Case Study 7: Stale Read In A Consensus-Backed Store
Scenario: A team uses etcd because it is "Raft-backed." They assume every read is automatically linearizable. A client performs a read from a member that is partitioned from the leader or is serving through a path that does not verify current leadership, and receives stale data.
Source anchor: Jepsen's etcd 3.4.3 analysis describes etcd as a Raft-based distributed database and examines stale-read behavior and consistency under faults. Use it as a reminder that real client APIs and read modes matter even when the core replication algorithm is strong. See Jepsen: etcd 3.4.3.
Firecrawl result used: the Jepsen etcd analysis for site:jepsen.io analyses etcd 3.4 raft consensus partitions stale reads.
Module concepts:
- linearizable read
- stale read
- Raft
- leader lease
- client API contract
- verification under fault
Wrong Approach
"Raft system means every operation is automatically linearizable."
Consensus is a mechanism inside the system. The client-visible guarantee depends on the API path, read mode, leader checks, leases, and implementation.
Better Approach
Read the client contract and test the fault mode:
For every read path:
is it served by leader?
does it go through quorum/ReadIndex?
does it rely on a lease?
what happens during partition or clock pause?

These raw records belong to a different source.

PR #350, opened 2023-10-10
Complete the soversion granularity

lu-zero:


lu-zero:
@kpcyrd could you please test and confirm that works for your purpose as well?

src/lib.rs
```diff
@@ -5,3 +5,22 @@ pub mod config;
...
+    fn main_version(&self) -> String {
+        if self.major == 0 {
+            if self.minor == 0 {
+                format!("{}.{}.{}", self.major, self.minor, self.patch)
+            } else {
+                format!("{}.{}", self.major, self.minor)
+            }
+        } else {
+            format!("{}", self.major)
+        }
```
kpcyrd, line 24:
```suggestion
        match (self.major, self.minor, self.patch) {
            (0, 0, patch) => format!("0.0.{patch}"),
            (0, minor, _) => format!("0.{minor}"),
            (major, _, _) => format!("{major}"),
        }
```

src/install.rs
```diff
@@ -146,12 +144,14 @@ impl UnixLibNames {
...
-            .arg(&self.with_full_ver)
-            .arg(install_path_lib.join(&self.with_major_ver));
-        let _ = ln_sf.status().unwrap();
+        if self.with_main_ver != self.with_full_ver {
+            let mut ln_sf = std::process::Command::new("ln");
+            ln_sf.arg("-sf");
+            ln_sf
+                .arg(&self.with_full_ver)
+                .arg(install_path_lib.join(&self.with_main_ver));
+            let _ = ln_sf.status().unwrap();
```
kpcyrd, line 153: This panics if the `ln` binary couldn't be executed, and ignores the `ExitStatus` if `ln` returned an error (below for `self.canonical` too).

src/lib.rs
lu-zero: It is a nice idea.

lu-zero: Did you test that it works for you though? :)

Issue #613, opened 2023-04-12
Executing someone drops weapons in Infection


x3Karma:
Steps to reproduce:
1) Be Infected
2) Execute a Survivor
3) Get gun
4) Kill every Survivor

PR #617, opened 2023-04-16
Fix SetWeaponDropsEnabled( false ) Won't Work on NPCs and Executions

DBmaoha:
Fixes https://github.com/R2Northstar/NorthstarMods/issues/613
also handles npc weapon drops

4/17 Edit
Use the function `AlwaysDestroyDroppedWeaponEnabled( bool enabled )` to toggle handling global weapon drops


Northstar.CustomServers/mod/scripts/vscripts/_loadouts_mp.gnut
```diff
@@ -78,6 +85,21 @@ void function DelayDestroyDroppedWeapon( entity weapon )
 		weapon.Destroy()
 }
 
+void function WeaponDestroyThink()
+{
```
x3Karma, line 89: `if( !file.weaponDropsEnabled )` should be here instead of continuously running a while-loop even if weapons drops are enabled.

DBmaoha: what if we change `file.weaponDropsEnabled` mid-game? I'll leave a commentary on it

x3Karma:
```suggestion
{
    if( !file.weaponDropsEnabled )
        thread TryAlwaysDestroyDroppedWeapon_Threaded()
}
```

x3Karma: > what if we change `file.weaponDropsEnabled` mid-game? I'll leave a commentary on it

what if you made `WeaponDestroyThink()` a global function so gamemodes could just call it if they need to
probably register some signals too for ending the loop i guess.

DBmaoha: > > what if we change `file.weaponDropsEnabled` mid-game? I'll leave a commentary on it
> 
> what if you made `WeaponDestroyThink()` a global function so gamemodes could just call it if they need to probably register some signals too for ending the loop i guess.

that's a good idea, but my opinion is bind destroying dropped weapons together with `SetWeaponDropsEnabled( false )`.
executing will drop weapon is because they have a  "AE_WPNDROP" in their anim event, which is called earlier than victim's death, `AddCallback_OnPlayerKilled` can't handle it so we need a loop to keep destroying weapons

x3Karma: > that's a good idea, but my opinion is bind destroying dropped weapons together with `SetWeaponDropsEnabled( false )`.
> executing will drop weapon is because they have a "AE_WPNDROP" in their anim event, which is called earlier than victim's death, `AddCallback_OnPlayerKilled` can't handle it so we need a loop to keep destroying weapons

Yeah I think that works best. You could register a signal in the same file like `RegisterSignal( "WeaponDropDisable" )` and just end the loop by signaling that.

DBmaoha: > > that's a good idea, but my opinion is bind destroying dropped weapons together with `SetWeaponDropsEnabled( false )`.
> > executing will drop weapon is because they have a "AE_WPNDROP" in their anim event, which is called earlier than victim's death, `AddCallback_OnPlayerKilled` can't handle it so we need a loop to keep destroying weapons
> 
> Yeah I think that works best. You could register a signal in the same file like `RegisterSignal( "WeaponDropDisable" )` and just end the loop by signaling that.

done that, is it a good idea to add new functions maybe `AlwaysDestroyDroppedWeaponEnabled()` to handle it?

x3Karma: > > > that's a good idea, but my opinion is bind destroying dropped weapons together with `SetWeaponDropsEnabled( false )`.
> > > executing will drop weapon is because they have a "AE_WPNDROP" in their anim event, which is called earlier than victim's death, `AddCallback_OnPlayerKilled` can't handle it so we need a loop to keep destroying weapons
> > 
> > 
> > Yeah I think that works best. You could register a signal in the same file like `RegisterSignal( "WeaponDropDisable" )` and just end the loop by signaling that.
> 
> done that, is it good to add new functions maybe `AlwaysDestroyDroppedWeaponEnabled()` to handle it?

Doesn't hurt to have, I suppose.

x3Karma (approved):
Looks good. Modders can stop the loop by signaling `"WeaponDestroyThink"`.

Northstar.CustomServers/mod/scripts/vscripts/_loadouts_mp.gnut
```diff
@@ -78,6 +93,24 @@ void function DelayDestroyDroppedWeapon( entity weapon )
...
+	thread TryAlwaysDestroyDroppedWeapon_Threaded()
+}
+
+void function TryAlwaysDestroyDroppedWeapon_Threaded()
+{
+	svGlobal.levelEnt.Signal( "WeaponDestroyThink" )
+	svGlobal.levelEnt.EndSignal( "WeaponDestroyThink" ) // don't loop over many times
+
+	while( true )
```
BobTheBob9, line 106: this is really not great, absolutely a last resort solution

x3Karma: yeah but how do we modify anim events

F1F7Y (changes requested):
Shouldn't `SetWeaponDropsEnabled` and `AlwaysDestroyDroppedWeaponEnabled` be combined as they both try to achieve the same goal?

Also testing this in a mode where guns are supposed to drop ( bounty hunt in my case ) the guns do not drop from npcs at all

ASpoonPlaysGames:
This PR is very hacky.

PR #416, opened 2022-07-10
Hardpoint UI Fixes

x3Karma:
### TL;DR:
- Fix the missing overhead UI mentioned in https://github.com/R2Northstar/NorthstarMods/issues/42.
- Added missing pulsating UI when a hardpoint is amped and decaying.
image

### Methodology: 
When using `SetHardpointState(CAPTURE_POINT_STATE_AMPING)`, the game will say that it is "CONTESTED" even though there's no enemy. The bar will still increase even though it said that its being contested.
image
This is replaced with an arbitrary number of 8 which removes the "CONTESTED" UI bug.
image

</br>

This shouldn't affect the actual contested UI from being displayed as the code checks for contested zones first before displaying amping UI.

PR #618, opened 2023-04-19
Revert "Hardpoint UI Fixes (#416)"

GeckoEidechse:
This reverts commit 28d444c26a1da5496d1cf3f7610a261cd739ef73 from #416

As it causes crash as explained in https://github.com/R2Northstar/NorthstarMods/pull/416#pullrequestreview-1392973121


GeckoEidechse:
@x3Karma as an FYI

pg9182 (approved):
Doesn't crash with the revert. Tested the commit and revert on main and 1.12.

RoyalBlue1 (approved):
since it is a revert I only approve because of the requirements. Did not look at it at all

PR #627, opened 2023-04-23
Bump mods version to `1.13.0`

GeckoEidechse:
Bumps the version number in `mod.json` files to `1.13.0`.


F1F7Y (approved):
Looks good

Side note: I thought this was automated?

GeckoEidechse:
> Side note: I thought this was automated?

Sorta. On release files this version number does get updated but someone simply running git version of mods won't get that. Given that Northstar does compare version numbers of mods to some degree, we have to occasionally bump version number in this repo unless we decide to turn `0.0.0` or `dev` into a special version that is exempt from this in the logic in launcher code.

PR #628, opened 2023-04-23
Remove `ns_player_auth_port` from server config

GeckoEidechse:
With connectionless (https://github.com/R2Northstar/NorthstarLauncher/pull/432) we no longer use the TCP port.

Things to keep in mind:

- This is the first change to this file in nearly 1.5 years. Viper and VTOL have special handling for this config file. No clue how they react on it being changed
- For testing, make sure to host both listen and dedi server and make it doesn't crash on expecting this value.


F1F7Y (approved):
Works in testing

F1F7Y:
Will probably need to test with VTOL and Viper as you mentioned, oooor just yolo it and blame the maintainers when they break :>

GeckoEidechse:
@BigSpice said it shouldn't be an issue for VTOL and I found 0 references to the cfg in viper source code.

Then write tests that inject partitions and pauses while checking the exact history property the application needs.
Tradeoff Table
| Choice | Gain | Cost |
|---|---|---|
| local/stale read | low latency | may violate freshness assumptions |
| leader linearizable read | strong semantics | more coordination and latency |
| quorum read path | avoids stale followers | higher read cost |
| Jepsen-style fault testing | validates actual behavior | test complexity and time |
Failure Mode
The architecture is correct on paper, but the application uses a weaker API path than the design assumes.
Required Artifact
Write a read-contract test plan:
Read API:
Expected consistency:
Leader/follower behavior:
Partition injected:
Pause injected:
History checker:
Acceptable stale window:
Failure evidence:
Project / Capstone Connection
If your capstone uses a consensus-backed store for locks, config, or leader election, test the exact read/write API semantics.
Source Map
| Source | Use it for |
|---|---|
| GitHub October 21 post-incident analysis | network partition, failover, database recovery, operational tradeoffs |
| Raft paper | leader election, replicated logs, quorum commit, uncommitted entries |
| etcd disaster recovery | quorum failure tolerance and snapshot-based recovery |
| AWS timeouts, retries, and backoff with jitter | retry amplification, backoff, jitter, timeout design |
| AWS idempotent APIs | safe retries for side-effecting APIs |
| Lamport time/clocks paper | happens-before, logical clocks, event ordering |
| AWS EC2 time synchronization | physical time synchronization as a time reference, not causal proof |
| Gilbert-Lynch CAP paper | consistency, availability, partition tolerance tradeoff under partition |
| Jepsen: etcd 3.4.3 | consensus-backed store behavior under faults and stale-read analysis |
Completion Standard
- At least three case-study artifacts are completed.
- At least one artifact includes a partition or quorum diagram.
- At least one artifact includes a timeout/retry/idempotency budget.
- At least one artifact includes a logical-clock or vector-clock trace.
- At least one artifact includes an operation-level CAP/consistency matrix.
- At least one artifact tests the actual API semantics of a consensus-backed service.
- At least one case connects back to Module 3 replication/partitioning and Module 4 transactions/consistency.